***** Records shown

PR #1003, opened 2017-09-20
Transaction management without TransactionScope

aliashab:
Transaction management without TransactionScope

https://discuss.hangfire.io/t/transaction-management-without-transactionscope/1128

use

```csharp
var mySqlConnection = new SqlConnection(connectionString); 
mySqlConnection.open();
var tran = mySqlConnection .BeginTransaction();
var storage = new SqlServerStorage(mySqlConnection, tran); 
var client = new BackgroundJobClient(storage);
client.Enqueue(() => Run(queueEntity.RecId));
tran.Commit();
```


Singularity222:
Any idea when this pull request might be completed and merged into a new version? This feature would help me out a lot.

Singularity222:
Is there any chance this pull request could be merged and a new version of Hangfire sent to Nuget containing these changes?

odinserj:
@aliashab, thanks for your contribution! I think it's better to modify the `UseConnection` method to provide both `DbConnection` and `DbTransaction` parameters for its action, because otherwise things are messed a bit: connection is taken from a parameter, transaction is from a global scope.

```cs
_storage.UseConnection((connection, transaction) =>
{
    connection.Execute(/* ... */);
});
```

In this case the `UseTransaction` method will always create a new transaction, and the `UseConnection` method will allow to use an existing one.

odinserj:
@Singularity222, there will be no quick fix for this, the change is planned to the next version only. To speed up the things, you could build your own version from sources, I understand that this is more complex usage.

Ppiwow:
Any news on that one?

ulrichb:
Oh, yeah, would exactly need this for integrating Hangfire into a legacy application which uses `DbTransaction`s instead of `TransactionScope`. Please consider this for 1.8.

ulrichb:
@odinserj As this PR is outdated and has some conflicts: If you lik,e I could pick it up, rebase it on the current master and fix the build.

ddiosdado-tea:
Any updates on this? it would be great to treat internal work living in the same db and hangfire operations as a single unit

PR #61, opened 2021-01-03
Set GrClosePtr back to NULL before calling MainExit()

mooredan:
to squash the seg fault. It appears that calling GrTkClose
before graphics are fully initialized causes this.


RTimothyEdwards (approved):
Looks good to me.

RTimothyEdwards:
Pulled and merged.

PR #65, opened 2021-01-14
Propagate errors when writing a GDS

ax3ghazy:
Would you like me to make this behaviour optional? (e.g., `gds allowerrors true` or so)


RTimothyEdwards (commented):
It can't be written this way, but I just implemented it and pushed the update.  I ran some simple tests to confirm that it works.

Note that your code change would prevent magic from reading in any database with a missing cell, as it would halt the read-in after the first cell not found, which is not the intended behavior of reading a .mag file with undefined references.  It should only affect GDS writes.  I decided to retain the behavior of halting the search on extraction, DRC checks from the top, and LEF and CIF writes as well.  Reading a database will not halt on failure to find a cell.

RTimothyEdwards:
@ax3ghazy :  Please pull my implementation and check that it works as expected.

ax3ghazy:
The latest version produces the desired behaviour; closing this.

**********

# Your assignment:
Among the entries, find every line holding "opened" and return it.

# Solution to this task:
PR #1003, opened 2017-09-20
PR #61, opened 2021-01-03
PR #65, opened 2021-01-14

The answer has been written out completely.